[RECORDS FOR THIS EXERCISE — start]

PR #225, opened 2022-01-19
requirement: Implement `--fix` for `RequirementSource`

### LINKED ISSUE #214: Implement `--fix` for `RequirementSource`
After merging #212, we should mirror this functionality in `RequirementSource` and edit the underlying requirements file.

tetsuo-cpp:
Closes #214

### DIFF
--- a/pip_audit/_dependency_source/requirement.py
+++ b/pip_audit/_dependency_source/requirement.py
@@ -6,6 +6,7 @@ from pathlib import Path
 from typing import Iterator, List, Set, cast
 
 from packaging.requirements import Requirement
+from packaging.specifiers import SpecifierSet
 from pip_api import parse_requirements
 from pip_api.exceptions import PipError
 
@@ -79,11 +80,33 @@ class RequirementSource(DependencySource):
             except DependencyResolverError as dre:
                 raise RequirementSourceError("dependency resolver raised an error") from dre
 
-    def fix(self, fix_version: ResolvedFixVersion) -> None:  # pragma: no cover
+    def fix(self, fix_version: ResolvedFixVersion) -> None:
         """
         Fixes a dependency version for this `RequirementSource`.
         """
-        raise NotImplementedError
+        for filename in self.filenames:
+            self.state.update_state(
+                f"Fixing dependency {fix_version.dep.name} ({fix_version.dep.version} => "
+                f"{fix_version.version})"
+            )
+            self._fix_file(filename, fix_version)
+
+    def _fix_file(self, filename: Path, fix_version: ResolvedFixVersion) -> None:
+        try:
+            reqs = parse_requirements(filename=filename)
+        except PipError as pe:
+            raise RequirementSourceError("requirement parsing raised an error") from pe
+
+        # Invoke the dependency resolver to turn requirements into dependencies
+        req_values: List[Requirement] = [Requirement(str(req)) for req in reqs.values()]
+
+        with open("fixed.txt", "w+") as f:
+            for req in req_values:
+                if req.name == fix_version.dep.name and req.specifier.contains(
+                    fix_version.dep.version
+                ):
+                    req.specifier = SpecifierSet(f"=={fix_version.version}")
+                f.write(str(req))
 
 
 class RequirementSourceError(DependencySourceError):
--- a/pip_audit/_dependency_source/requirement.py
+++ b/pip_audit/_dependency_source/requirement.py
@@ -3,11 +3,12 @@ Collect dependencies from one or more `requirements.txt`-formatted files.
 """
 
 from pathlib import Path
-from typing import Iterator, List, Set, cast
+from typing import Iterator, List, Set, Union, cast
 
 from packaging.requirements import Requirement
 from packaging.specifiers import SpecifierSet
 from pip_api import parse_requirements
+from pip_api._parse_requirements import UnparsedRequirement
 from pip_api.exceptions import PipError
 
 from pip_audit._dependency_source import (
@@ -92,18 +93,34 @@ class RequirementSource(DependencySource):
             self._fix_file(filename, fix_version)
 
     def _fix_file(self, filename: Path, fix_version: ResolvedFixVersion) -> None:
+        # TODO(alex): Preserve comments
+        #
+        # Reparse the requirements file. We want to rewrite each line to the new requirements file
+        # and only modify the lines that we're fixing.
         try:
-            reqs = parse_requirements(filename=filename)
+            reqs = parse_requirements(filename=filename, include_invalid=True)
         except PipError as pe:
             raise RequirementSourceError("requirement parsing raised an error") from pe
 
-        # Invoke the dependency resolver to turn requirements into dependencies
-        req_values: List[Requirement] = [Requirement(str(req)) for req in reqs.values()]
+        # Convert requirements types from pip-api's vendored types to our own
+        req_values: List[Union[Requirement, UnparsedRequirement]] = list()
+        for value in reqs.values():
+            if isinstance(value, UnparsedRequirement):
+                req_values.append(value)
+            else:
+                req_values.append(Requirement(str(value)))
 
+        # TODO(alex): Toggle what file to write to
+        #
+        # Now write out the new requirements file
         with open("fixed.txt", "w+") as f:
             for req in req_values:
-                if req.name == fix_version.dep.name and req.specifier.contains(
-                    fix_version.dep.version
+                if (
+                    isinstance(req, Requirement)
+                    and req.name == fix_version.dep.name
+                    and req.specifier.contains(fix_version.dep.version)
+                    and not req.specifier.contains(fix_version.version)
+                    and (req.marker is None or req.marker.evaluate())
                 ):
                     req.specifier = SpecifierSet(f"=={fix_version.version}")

[RECORDS FOR THIS EXERCISE — finish]

* _WHAT IS NEEDED_
Among the lines above, find those with the string "into" and copy them.

* _WRITTEN SOLUTION_
+        # Invoke the dependency resolver to turn requirements into dependencies
-        # Invoke the dependency resolver to turn requirements into dependencies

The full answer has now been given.